THE PROBLEM >>
Read the records and gather each line that includes "During".

(Stored items)
PR #1180, opened 2024-08-30
RHCLOUD-35015: Bring mapping reads within locked transaction to prevent out of order replication

alechenninger:
**NOTE: This is not a PR to merge into main. It is a PR into the branch in #1172 (dual-writes). Merging will update that PR only.**

---

This got larger than I initially intended as I dug deeper and realized a few things:

Initially we had just wanted to fix that the mappings, access, and policy for a Role were queried prior to the lock, and the first commit should theoretically fix that under certain assumptions (namely, that the Role is always locked before any of its policy, access, or mappings are updated, which currently isn't the case but is fixable).

However, I later realized that the access and policy tables are queried off of the initial Role object. It wasn't clear that those weren't already fetched, and if they were (or the queryset was updated to eagerly fetch), it would cause those to be read outside of the lock (and lead to possible inconsistency again).

This is pretty fragile, and the whole thing is complicated, so I decided to try a little bit more refactoring to simplify things. With the latest, things work like this:

1. During update & destroy, the role and mapping are retrieved and locked by modifying get_queryset logic (and so no additional get_objects are necessary, and django rest's innate logic will do the right thing)
2. During create, update, and destroy, we use an atomic block at the view level so that the lock lasts the duration of all of our updates
3. The dual write logic is handled in `perform_` hooks provided by django rest because these have access to the serializer and/or instance and can run before and after inserts/updates/deletes happen in SQL (which is what we need). This keeps us from having to do more queries and kinda organizes all the SQL logic in (mostly) one place.
4. The same current mapping object is used inside the dual write handler throughout (since this is 1-1 with the Role)

Unfortunately we're not done – what's left now is to handle similar locking and mapping updates for add/remove role to group APIs. But I think that may warrant a follow-up PR.

### DIFF
--- a/rbac/internal/views.py
+++ b/rbac/internal/views.py
@@ -480,7 +480,7 @@ def get_param_list(request, param_name):
 def data_migration(request):
     """View method for running migrations from V1 to V2 spiceDB schema.
 
-    POST /_private/api/utils/data_migration/?exclude_apps=cost_management,rbac&orgs=id_1,id_2&write_db=True
+    POST /_private/api/utils/data_migration/?exclude_apps=cost_management,rbac&orgs=id_1,id_2&write_relationships=True
     """
     if request.method != "POST":
         return HttpResponse('Invalid method, only "POST" is allowed.', status=405)
@@ -489,7 +489,7 @@ def data_migration(request):
     args = {
         "exclude_apps": get_param_list(request, "exclude_apps"),
         "orgs": get_param_list(request, "orgs"),
-        "write_db": request.GET.get("write_db", "False") == "True",
+        "write_relationships": request.GET.get("write_relationships", "False") == "True",
     }
     migrate_data_in_worker.delay(args)
     return HttpResponse("Data migration from V1 to V2 are running in a background worker.", status=202)
--- a/rbac/management/role/relation_api_dual_write_handler.py
+++ b/rbac/management/role/relation_api_dual_write_handler.py
@@ -124,6 +124,9 @@ class RelationApiDualWriteHandler:
 
             self.role_relations = relations
 
+            if self.binding_mapping is None:
+                self.binding_mapping = BindingMapping.objects.create(role=self.role)
+
             self.binding_mapping.mappings = mappings
             self.binding_mapping.save()
 
--- a/rbac/management/role/relation_api_dual_write_handler.py
+++ b/rbac/management/role/relation_api_dual_write_handler.py
@@ -57,7 +57,7 @@ class RelationApiDualWriteHandler:
         """Check whether replication enabled."""
         return ENVIRONMENT.get_value("REPLICATION_TO_RELATION_ENABLED", default=False, cast=bool)
 
-    def generate_relations_from_current_state_of_role(self):
+    def get_relations_from_current_state_of_role(self):
         """Generate relations from current state of role and UUIDs for v2 role and role binding from database."""
         if not self.replication_enabled():
             return
--- a/rbac/management/role/relation_api_dual_write_handler.py
+++ b/rbac/management/role/relation_api_dual_write_handler.py
@@ -125,10 +125,12 @@ class RelationApiDualWriteHandler:
             self.role_relations = relations
 
             if self.binding_mapping is None:
-                self.binding_mapping = BindingMapping.objects.create(role=self.role)
-
-            self.binding_mapping.mappings = mappings
-            self.binding_mapping.save()
+                self.binding_mapping = BindingMapping.objects.create(
+                    role=self.role,
+                    mappings=mappings)
+            else:
+                self.binding_mapping.mappings = mappings
+                self.binding_mapping.save(force_update=True)
 
             return relations
         except Exception as e:
--- a/rbac/management/role/relation_api_dual_write_handler.py
+++ b/rbac/management/role/relation_api_dual_write_handler.py
@@ -23,6 +23,7 @@ from migration_tool.migrate import migrate_role
 from migration_tool.utils import relationship_to_json
 
 from rbac.env import ENVIRONMENT
+from rbac.management.role.model import BindingMapping
 
 logger = logging.getLogger(__name__)  # pylint: disable=invalid-name
 
@@ -44,6 +45,7 @@ class RelationApiDualWriteHandler:
             self.role_relations = []
             self.current_role_relations = []
             self.role = role
+            self.binding_mapping = None
             self.tenant_id = role.tenant_id
             self.org_id = role.tenant.org_id
             self.root_workspace = Workspace.objects.get(
@@ -57,7 +59,11 @@ class RelationApiDualWriteHandler:
         """Check whether replication enabled."""
         return ENVIRONMENT.get_value("REPLICATION_TO_RELATION_ENABLED", default=False, cast=bool)
 
-    def get_relations_from_current_state_of_role(self):
+    def get_current_role_relations(self):
+        """Get current roles relations."""
+        return self.current_role_relations
+
+    def load_relations_from_current_state_of_role(self):
         """Generate relations from current state of role and UUIDs for v2 role and role binding from database."""
         if not self.replication_enabled():
             return
@@ -65,36 +71,67 @@ class RelationApiDualWriteHandler:
             logger.info(
                 "[Dual Write] Generate relations from current state of role(%s): '%s'", self.role.uuid, self.role.name
             )
-            relations = migrate_role(
-                self.role, False, str(self.root_workspace.uuid), self.org_id, True, True, True, False
+
+            self.binding_mapping = self.role.binding_mapping
+
+            if self.binding_mapping is None:
+                raise Exception(f"BindingMapping for role {self.role.uuid} not found.")
+
+            relations, _ = migrate_role(
+                self.role,
+                write_relationships=False,
+                root_workspace=str(self.root_workspace.uuid),
+                default_workspace=self.org_id,
+                current_bindings=self.binding_mapping,
             )
+
             self.current_role_relations = relations
         except Exception as e:
             raise DualWriteException(e)
 
-    def regenerate_relations_and_mappings_for_role(self):
-        """Delete and generated relations with mapping for a role."""
+    def generate_replication_event_to_outbox(self, role):
+        """Generate replication event to outbox table."""
         if not self.replication_enabled():
-            return []
-        return self.generate_relations_and_mappings_for_role()
+            return
+        self.role = role
+        self._generate_relations_and_mappings_for_role()
+        return self.save_replication_event_to_outbox()
 
-    def generate_relations_and_mappings_for_role(self):
+    def save_replication_event_to_outbox(self):
+        """Generate and store replication event to outbox table."""
+        if not self.replication_enabled():
+            return {}
+        try:
+            replication_event = self._build_replication_event()
+            self._save_replication_event(replication_event)
+        except Exception as e:
+            raise DualWriteException(e)
+        return replication_event
+
+    def _generate_relations_and_mappings_for_role(self):
         """Generate relations and mappings for a role with new UUIDs for v2 role and role bindings."""
         if not self.replication_enabled():
             return []
         try:
             logger.info("[Dual Write] Generate new relations from role(%s): '%s'", self.role.uuid, self.role.name)
-            relations = migrate_role(self.role, False, str(self.root_workspace.uuid), self.org_id, True)
+
+            relations, mappings = migrate_role(
+                self.role,
+                write_relationships=False,
+                root_workspace=str(self.root_workspace.uuid),
+                default_workspace=self.org_id,
+                current_bindings=self.binding_mapping)
+
             self.role_relations = relations
+
+            self.binding_mapping.mappings = mappings
+            self.binding_mapping.save()
+
             return relations
         except Exception as e:
             raise DualWriteException(e)
 
-    def get_current_role_relations(self):
-        """Get current roles relations."""
-        return self.current_role_relations
-
-    def build_replication_event(self):
+    def _build_replication_event(self):
         """Build replication event."""
         if not self.replication_enabled():
             return {}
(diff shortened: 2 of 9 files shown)


rbac/management/role/serializer.py
```diff
@@ -395,15 +395,22 @@ def validate_role_update(instance, validated_data):
...
+        update_fields.append("name")
+    if "updated_display_name" in update_data:
+        role.display_name = update_data["updated_display_name"]
+        update_fields.append("display_name")
+    if "updated_description" in update_data:
+        role.description = update_data["updated_description"]
+        update_fields.append("description")
+
+    role.save(update_fields=update_fields)
+
```
alechenninger, line 413: This wasn't strictly required for the change but removes extraneous locking. Can revert back to prior code if desired for any reason.

rbac/internal/views.py
```diff
@@ -480,7 +480,7 @@ def get_param_list(request, param_name):
 def data_migration(request):
     """View method for running migrations from V1 to V2 spiceDB schema.
 
-    POST /_private/api/utils/data_migration/?exclude_apps=cost_management,rbac&orgs=id_1,id_2&write_db=True
+    POST /_private/api/utils/data_migration/?exclude_apps=cost_management,rbac&orgs=id_1,id_2&write_relationships=True
```
alechenninger, line 483: I renamed this parameter throughout to make it a little clearer.

Now that migration involves writes to the local DB (BindingMapping), "write_db" was confusing to me and seemed to refer to the _local_ DB, even though what this really means is whether relation tuples will be written out directly (or just persisted in outbox).

So hopefully this name is clearer but happy to revert or try something else.

rbac/management/role/relation_api_dual_write_handler.py
```diff
@@ -57,44 +59,79 @@ def replication_enabled(self):
         """Check whether replication enabled."""
         return ENVIRONMENT.get_value("REPLICATION_TO_RELATION_ENABLED", default=False, cast=bool)
 
-    def generate_relations_from_current_state_of_role(self):
+    def get_current_role_relations(self):
```
alechenninger, line 62: I reordered / renamed some methods in this class just for clarity while trying to understand how it was meant to be used.

rbac/management/role/relation_api_dual_write_handler.py
```diff
@@ -57,44 +59,79 @@ def replication_enabled(self):
...
+
+            if self.binding_mapping is None:
+                raise Exception(f"BindingMapping for role {self.role.uuid} not found.")
+
+            relations, _ = migrate_role(
+                self.role,
+                write_relationships=False,
+                root_workspace=str(self.root_workspace.uuid),
+                default_workspace=self.org_id,
+                current_bindings=self.binding_mapping,
```
alechenninger, line 85: I changed this up a bit more than I intended for a few reasons:

- We were querying the binding mapping redundantly
- Now it's locked from the get-go, so it can be retrieved from the Role object
- Passing it around ended up cleaning up some of the parameters I found. Instead of controlling inner behavior with flags, I moved some of that behavior out here, and some of it is now controlled by passing the current bindings or not. The intent is just that it is maybe easier to use / harder to end up with inconsistent data now.

rbac/management/role/relation_api_dual_write_handler.py
```diff
@@ -57,44 +59,79 @@ def replication_enabled(self):
...
         except Exception as e:
             raise DualWriteException(e)
 
-    def regenerate_relations_and_mappings_for_role(self):
-        """Delete and generated relations with mapping for a role."""
+    def generate_replication_event_to_outbox(self, role):
+        """Generate replication event to outbox table."""
         if not self.replication_enabled():
-            return []
-        return self.generate_relations_and_mappings_for_role()
```
alechenninger, line 79: I inlined this since all it does really is call `generate_relations_and_mappings_for_role` and it already has the replication_enabled check, too.

rbac/management/role/relation_api_dual_write_handler.py
```diff
@@ -57,44 +59,79 @@ def replication_enabled(self):
...
+                self.role,
+                write_relationships=False,
+                root_workspace=str(self.root_workspace.uuid),
+                default_workspace=self.org_id,
+                current_bindings=self.binding_mapping)
+
             self.role_relations = relations
+
+            self.binding_mapping.mappings = mappings
+            self.binding_mapping.save()
```
alechenninger, line 128: I moved the mapping update and persist out of this method to (at least for me) make the logic clearer and simplify `migrate_role` arguments and implementation.

rbac/management/role/view.py
```diff
@@ -138,8 +138,39 @@ class RoleViewSet(
...
+            # Because we reuse this Role object when reading and
+            # determining current relations to remove,
+            # this lock prevents any accidental and non-obvious race conditions from occuring.
+            # (such as if this was innocently changed to select related access or policy rows)
+            # Getting the mapping here (which is necessary to lock it) also saves us
+            # redundant queries later.
+
+            return (Role.objects.filter(tenant=self.request.tenant)
+                    .select_related("mappings")
+                    .select_for_update())
```
alechenninger, line 173: This is a key bit

rbac/management/role/view.py
```diff
@@ -336,27 +362,13 @@ def destroy(self, request, *args, **kwargs):
...
                 response = super().destroy(request=request, args=args, kwargs=kwargs)
-                dual_write_handler.save_replication_event_to_outbox()
         except DualWriteException as e:
             return self.dual_write_exception_response(e)
 
-        if response.status_code == status.HTTP_204_NO_CONTENT:
-            role_obj_change_notification_handler(role, "deleted", request.user)
-
-            auditlog = AuditLog()
-            auditlog.log_delete(request, AuditLog.ROLE, role)
```
alechenninger, line 359: Audit log stuff seemed to make more sense in the `perform_` hooks now that we added those, since they already have access to the latest instance. But happy to revert back if desired.

rbac/management/role/view.py
```diff
@@ -336,27 +362,13 @@ def destroy(self, request, *args, **kwargs):
...
-        role = self.get_object()
-        if role.system or role.platform_default:
-            key = "role"
-            message = "System roles cannot be deleted."
-            error = {key: [_(message)]}
-            raise serializers.ValidationError(error)
+
         try:
             with transaction.atomic():
-                self.delete_policies_if_no_role_attached(role)
```
alechenninger, line 347: This needed to come after dual write handler reads current state. See code comments below.

rbac/management/role/serializer.py
```diff
@@ -139,7 +139,6 @@ def create(self, validated_data):
         role = Role.objects.create(name=name, description=description, display_name=display_name, tenant=tenant)
         create_access_for_role(role, access_list, tenant)
 
-        role_obj_change_notification_handler(role, "created", self.context["request"].user)
```
alechenninger, line 142: This was moved to `perform_` hooks just for consistency. It has to be there for delete (because delete doesn't use the serializer), and we already have "outbox-y" style things there now (so auditing, outbox, and notifications are all together).

rbac/management/role/view.py
```diff
@@ -138,8 +138,45 @@ class RoleViewSet(
...
+
+            # NOTE: If we want to try REPEATABLE READ isolation instead of READ COMMITTED,
+            # this should work with that as well.
+            # You would be able to remove `select_for_update` here,
+            # and instead rely on REPEATABLE READ's lost update detection to abort the tx.
+            # Nothing else should need to change.
+
+            return (Role.objects.filter(tenant=self.request.tenant)
+                    .select_related("mappings")
+                    .select_for_update())
```
alechenninger, line 179: This is the key bit.

rbac/management/role/relation_api_dual_write_handler.py
```diff
@@ -57,44 +59,82 @@ def replication_enabled(self):
...
+                current_bindings=self.binding_mapping)
+
             self.role_relations = relations
+
+            if self.binding_mapping is None:
+                self.binding_mapping = BindingMapping.objects.create(role=self.role)
+
+            self.binding_mapping.mappings = mappings
+            self.binding_mapping.save()
+
```
alechenninger, line 132: I moved the mapping update and persist out of `migrate_role` to (at least for me) make the logic clearer and simplify `migrate_role` arguments and implementation. All mapping SQL is now performed inside the dual write handler.

rbac/management/role/relation_api_dual_write_handler.py
```diff
@@ -57,44 +59,84 @@ def replication_enabled(self):
...
             self.role_relations = relations
+
+            if self.binding_mapping is None:
+                self.binding_mapping = BindingMapping.objects.create(
+                    role=self.role,
+                    mappings=mappings)
+            else:
+                self.binding_mapping.mappings = mappings
+                self.binding_mapping.save(force_update=True)
```
alechenninger, line 133: I moved the mapping update and persist out of migrate_role to (at least for me) make the logic clearer and simplify migrate_role arguments and implementation. All mapping SQL is now performed inside the dual write handler.

rbac/management/role/view.py
alechenninger: From review: add back user access check from original role queryset

rbac/migration_tool/sharedSystemRolesReplicatedRoleBindings.py
```diff
@@ -97,13 +97,12 @@ def set_system_roles(cls):
 
 def v1_role_to_v2_mapping(
```
coderbydesign, line 98: It looks like there are some other callers still passing in more arguments we'd need to update the signature for: https://github.com/RedHatInsights/insights-rbac/pull/1180/files#diff-1dbf098bdd583306097f07e14314357a5949c2c93a1cfd1d562cbc426f6099d9R260

rbac/migration_tool/sharedSystemRolesReplicatedRoleBindings.py
```diff
@@ -165,14 +158,16 @@ def v1_role_to_v2_mapping(
     return frozenset(v2_role_bindings)
 
 
-candidate_system_roles = {}
 custom_roles_created = 0
 
 
-def extract_system_roles(perm_groupings, v1_role, db_role_id, use_mapping_from_db=False):
+def extract_system_roles(perm_groupings: dict[V1resourcedef, list[str]], v1_role: V1role, binding_mapping: BindingMapping | None):
```
coderbydesign, line 164: It looks like this syntax for union types is supported in Python 3.10 + https://peps.python.org/pep-0604/ and [we're currently requiring 3.9](https://github.com/RedHatInsights/insights-rbac/blob/master/Pipfile#L62) 

Maybe this could work prior to an upgrade? https://docs.python.org/3/library/typing.html#typing.Optional

rbac/migration_tool/sharedSystemRolesReplicatedRoleBindings.py
alechenninger: Ah, nice catch. Will fix.

rbac/migration_tool/sharedSystemRolesReplicatedRoleBindings.py
alechenninger: Looks like that did the trick ty

rbac/management/role/relation_api_dual_write_handler.py
```diff
@@ -57,44 +59,87 @@ def replication_enabled(self):
...
-                self.role, False, str(self.root_workspace.uuid), self.org_id, True, True, True, False
+
+            try:
+                self.binding_mapping = self.role.binding_mapping
+            except BindingMapping.DoesNotExist:
+                logger.warning(
+                    "[Dual Write] Binding mapping not found for role(%s): '%s'. Creating new binding mapping.",
+                    self.role.uuid,
+                    self.role.name,
+                )
```
alechenninger, line 82: This was not getting hit before for how the test cases were set up, but now this case is exposed so I added this warning instead of failing. Whether or not we fail this depends how we want to handle migration. I don't actually think allowing this will cause any inconsistency to happen as long as if there are no mappings stored in rbac, it also means there are no corresponding relations in the Relations API. So I think a warning is appropriate.

rbac/management/role/view.py
```diff
@@ -440,28 +453,71 @@ def update(self, request, *args, **kwargs):
...
+        """
+        Update the role and publish outbox, notification, and audit events.
+
+        Assumes concurrent updates are prevented (e.g. with atomic block and locks).
+        """
+        if self.action != "partial_update":
+            dual_write_handler = RelationApiDualWriteHandler(serializer.instance, "UPDATE")
+            dual_write_handler.load_relations_from_current_state_of_role()
+
+        role = serializer.save()
```
alechenninger, line 488: One thing to note about this happening before serializer.save() here is that this load will happen before some validation in the serializer happens. The serializer has a `validate_role_update` method which checks if the role is a system role. This could fail and we could have saved ourselves from building up current mappings.

It's tempting to move that validation here, which would make it more cohesive with the same validation that happens in `perform_destroy` but I'll leave that up to others reviewing.

rbac/migration_tool/sharedSystemRolesReplicatedRoleBindings.py
alechenninger: Looks like that other callsite actually wasn't used (it just forwarded to another method). So I was able to just remove it.

rbac/management/role/relation_api_dual_write_handler.py
coderbydesign: I think we could get rid of the nested `try/except` here and just catch the error to log the warning below, which might make it easier to read?

```python
try:
    logger.info(
        "[Dual Write] Generate relations from current state of role(%s): '%s'", self.role.uuid, self.role.name
    )

    self.binding_mapping = self.role.binding_mapping

    relations, _ = migrate_role(
        self.role,
        write_relationships=False,
        root_workspace=str(self.root_workspace.uuid),
        default_workspace=self.org_id,
        current_bindings=self.binding_mapping,
    )

    self.current_role_relations = relations
except Exception as e:
    raise DualWriteException(e)
except BindingMapping.DoesNotExist:
    logger.warning(
        "[Dual Write] Binding mapping not found for role(%s): '%s'. Creating new binding mapping.",
        self.role.uuid,
        self.role.name,
    )
```

alechenninger: I do like how that reads better. One problem is that we still need to run `migrate_role` in that case though. Wondering if there is another way 🤔

alechenninger: Maybe we don't actually? 🤔

alechenninger: Yeah I think this should work since in this case there _shouldn't_ be any relations that we have to remove. I just had to put the generic `Exception` catch block last. Good one!

astrozzc (approved):
LGTM!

RESPONSE BELOW >>
1. During update & destroy, the role and mapping are retrieved and locked by modifying get_queryset logic (and so no additional get_objects are necessary, and django rest's innate logic will do the right thing)
2. During create, update, and destroy, we use an atomic block at the view level so that the lock lasts the duration of all of our updates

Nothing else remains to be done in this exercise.